The problem – What you return should be the lines from the first line of the records below through the line holding "### Is your", unchanged.

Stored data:
--------------------
Issue #205, opened 2025-07-17
[Feature]: Fetch New Papers After Positive Paper Decision


luca-schlecker:
### Which use case does this feature request relate to?

#69

### Is your request related to a problem? Please describe.

After a paper has been decided upon to be included, references of that paper (following the forward/backward snowballing project settings) should be added to the next stage of the project.

### Describe the solution you'd like

A service orchestrating the fetchers is required. It should be directly usable from other services/the gRPC server implementation.
The Fetcher Orchestration Service (FOS) should fit this process:
1. FOS gets a search request for looking up papers with the query "testQuery".
2. FOS looks up the project settings for the project the request originates from.
3. FOS does this for every fetcher specified in the project settings:
  3.1. FOS gets options for fetcher also specified in project settings
  3.2. Call `searchPapers` on the FetcherService with previously looked up name and options.
  3.3. FOS filters out papers
4. All papers collected in the previous step 3 are pruned of duplicates.
5. Papers are returned to the initial search request

PR #344, opened 2025-10-16
Implement `createReview` call

### LINKED ISSUE #178: [Feature]: Implement `CreateReview` call

#177

As a project member, I want to create a review for a specific paper.

See [API docs](https://snowballr.informatik.uni-ulm.de/docs/snowballr.html#service-snowballr.SnowballR-CreateReview) for details.

_No response_

### Anything else?

_No response_

Merseleo:
Closes #178 

## What I have made

- I added the repo layer function for creating reviews with criteria
- I added a validator for review related requests and implemented a validation function that checks the `createReview` call
- I added the service layer function that authorizes and creates reviews
  - it checks whether the project paper exists, can still be reviewed and was not reviewed by the requesting user before
  - if it can be reviewed, the review from the requesting user is saved and
  - it is checked, what the final decision of the paper is based on the new review

The system for checking whether the paper is now finally decided is not finished and only a temporary solution. It will finished and properly tested in #345.
Furthermore, if the paper is finally decided no new papers based on the decision are fetched, as the fetching procedure is not finished yet. To include this behavior, the issue #205 exists.

One thing, I am not sure about, is the question whether we should finally decide / decline a paper, if the user selects a hard exclusion criterion. Because therefore you need to check whether the decision matches the criterion and whether other criteria has been selected, that might be conflicting. I propose to first discuss the desired behavior before implementing it. Let me now what you think.

P.S: I did not manually test this feature. If you want that it is fully tested, I need some more time, but if it doesn't matter or you want to completely test it on your own, then this PR is ready for a first review.

## Checklist

not apply.

### DIFF
--- a/src/main/kotlin/se/uulm/snowballr/backend/grpc/interceptor/ExceptionInterceptor.kt
+++ b/src/main/kotlin/se/uulm/snowballr/backend/grpc/interceptor/ExceptionInterceptor.kt
@@ -84,6 +84,7 @@ private class ExceptionCall<ReqT, RespT>(
                 is SnowballRException.StageNotFoundException -> Status.NOT_FOUND
                 is SnowballRException.NotFoundException -> Status.NOT_FOUND
                 is SnowballRException.DuplicateEntityException -> Status.ALREADY_EXISTS
+                is SnowballRException.DuplicateReviewException -> Status.ALREADY_EXISTS
                 is SnowballRException.UnauthorizedException -> Status.PERMISSION_DENIED
                 is SnowballRException.FailedPreconditionException -> Status.FAILED_PRECONDITION
                 is SnowballRException.EntityNotPersistedException -> Status.INTERNAL
--- a/src/main/kotlin/se/uulm/snowballr/backend/service/ReviewService.kt
+++ b/src/main/kotlin/se/uulm/snowballr/backend/service/ReviewService.kt
@@ -20,6 +20,7 @@ import se.uulm.snowballr.backend.service.accessrules.isAllowedToReadReview
 import se.uulm.snowballr.backend.service.accessrules.isProjectActive
 import snowballr.Base
 import snowballr.ProjectOuterClass.PaperDecision
+import snowballr.ReviewOuterClass
 import java.util.UUID
 import snowballr.ReviewOuterClass.Review as GrpcReview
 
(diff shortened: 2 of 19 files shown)


src/main/kotlin/se/uulm/snowballr/backend/service/ReviewService.kt
```diff
@@ -80,4 +93,80 @@ class ReviewService(
...
         }
+
+    /**
+     * Determines the final paper decision based on the given list of reviews.
+     *
+     * At the moment, this is a simple sum function that adds one for each accepted review, subtracts one for each rejected,
+     * and leaves the sum unchanged for each maybe review. If the entire sum is above 0, the paper is accepted,
+     * if it is below 0, the paper is declined, if it is 0, the paper is in review. If the list is empty, the paper
+     * is considered to be unreviewed. At least two reviews are required to make a final decision.
+     * Exchange this by loading the decision matrix and calculating the final decision based on the matrix (see #345)
```
mowi12: Maybe even add a TODO here, so it can be found more easily.

src/main/kotlin/se/uulm/snowballr/backend/service/ReviewService.kt
```diff
@@ -80,4 +93,80 @@ class ReviewService(
 
             reviews.toGrpcReviews(reviewSelectedCriteriaMap)
         }
+
+    /**
+     * Determines the final paper decision based on the given list of reviews.
```
mowi12: I think we should also describe the fact, that this function not only determines the final paper decision, but also updates the project paper accordingly.
The first time I read it, I thought it returns the final decision.

src/main/kotlin/se/uulm/snowballr/backend/service/ReviewService.kt
```diff
@@ -80,4 +93,80 @@ class ReviewService(
...
+     * At the moment, this is a simple sum function that adds one for each accepted review, subtracts one for each rejected,
+     * and leaves the sum unchanged for each maybe review. If the entire sum is above 0, the paper is accepted,
+     * if it is below 0, the paper is declined, if it is 0, the paper is in review. If the list is empty, the paper
+     * is considered to be unreviewed. At least two reviews are required to make a final decision.
+     * Exchange this by loading the decision matrix and calculating the final decision based on the matrix (see #345)
+     *
+     * @param projectPaperId ID of the project paper for which the final paper decision is to be determined.
+     * @param reviews List of reviews to be considered for the final paper decision.
+     */
+    @Suppress("MagicNumber")
```
mowi12: Normally I would not allow this, but since this is only temporary this can stay. (Resolve on you own)

src/main/kotlin/se/uulm/snowballr/backend/service/ReviewService.kt
```diff
@@ -80,4 +93,80 @@ class ReviewService(
...
+                    "Finally decided project papers cannot be reviewed anymore.",
+            )
+        }
+
+        val review = repo.createReview(request, currentUser.id)
+        val selectedCriteriaIds = reviewHasCriterionRepo.getSelectedCriteriaIdsForReviewById(review.id)
+
+        determinePaperDecision(projectPaper.id, reviewsForProjectPaper + review)
+
+        // TODO: (question for reviewer): Think about directly injecting the selected criteria ids instead of requesting
```
mowi12: I'm not sure what you want me to think about. How else would you want to turn them into the `GrpcReview` object in the end?

mowi12 (changes requested):
Wow! This went really well! I found literally nothing regarding the logic, it even worked flawlessly in the manual tests.
There are only two minor suggestions for some comments, but then we are done.

(I'm still not a fan of the happy path mocking. For me, this is much more complicated to understand and not even shorter. We can keep it, since it probably is better and I just don't like it.)

mowi12:
And please take a look at the Teamscale findings. But I think we can tolerate them all, since they will hopefully almost all disappear, when we refactor everything into smaller pieces.

src/main/kotlin/se/uulm/snowballr/backend/grpc/interceptor/ExceptionInterceptor.kt
```diff
@@ -84,6 +84,7 @@ private class ExceptionCall<ReqT, RespT>(
                 is SnowballRException.StageNotFoundException -> Status.NOT_FOUND
                 is SnowballRException.NotFoundException -> Status.NOT_FOUND
```
Merseleo: gt

src/main/kotlin/se/uulm/snowballr/backend/service/ReviewService.kt
Merseleo: I added it.

src/main/kotlin/se/uulm/snowballr/backend/service/ReviewService.kt
Merseleo: Yeah right. First, I only used this call to determine the status and update it somewhere else, but I guess the name should be updated (although this will get a major rework when integrating the decision matrix).

src/main/kotlin/se/uulm/snowballr/backend/service/ReviewService.kt
Merseleo: I agree and actually got an idea. What do you think of this new version?

src/main/kotlin/se/uulm/snowballr/backend/service/ReviewService.kt
Merseleo: My question was, whether we should use the selected criteria list from the request or using the selected criteria requested from the database (which is more inefficient, but "checks" whether these criteria were saved correctly)?

Merseleo (commented):
> (I'm still not a fan of the happy path mocking. For me, this is much more complicated to understand and not even shorter. We can keep it, since it probably is better and I just don't like it.)

I know, I am not quite happy either. But in my opinion it saves some code to mock the happy path until a certain point although it makes the test less readable (at least inside a test case). Maybe I try to find a better solution this week, but I am not sure, whether a refactoring is it worth at the end of the project.

And regarding the Teamscale findings: I am not sure, how to best resolve them. I do not have an idea how to shorten this test, because imo it is necessary and I can't reduce the number of lines. Or do you think it can be split? Do you have any ideas?

src/main/kotlin/se/uulm/snowballr/backend/service/ReviewService.kt
mowi12: Thats better!

src/main/kotlin/se/uulm/snowballr/backend/service/ReviewService.kt
mowi12: Ahh, now I see.
I think the current version is fine. If we have performance issues, this won't be the first place to check. Where will probably be a lot more places which are worse.

mowi12 (approved):
Great! I found nothing else. I also really liked your answer-implementations.
I did some quick manual testing, nothing special though. If we find some bugs, it will be later, which is okay.

Regarding the Teamscale warnings - I think we can ignore / tolerate them, since the tests will be refactored in the future, which can change some things. Also, the length is still acceptable in my opinion. It only shouldn't get any longer. Then we should change something.

But I also don't have any idea how to shorten it.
--------------------
Solution to this task –
Issue #205, opened 2025-07-17
[Feature]: Fetch New Papers After Positive Paper Decision


luca-schlecker:
### Which use case does this feature request relate to?

#69

### Is your request related to a problem? Please describe.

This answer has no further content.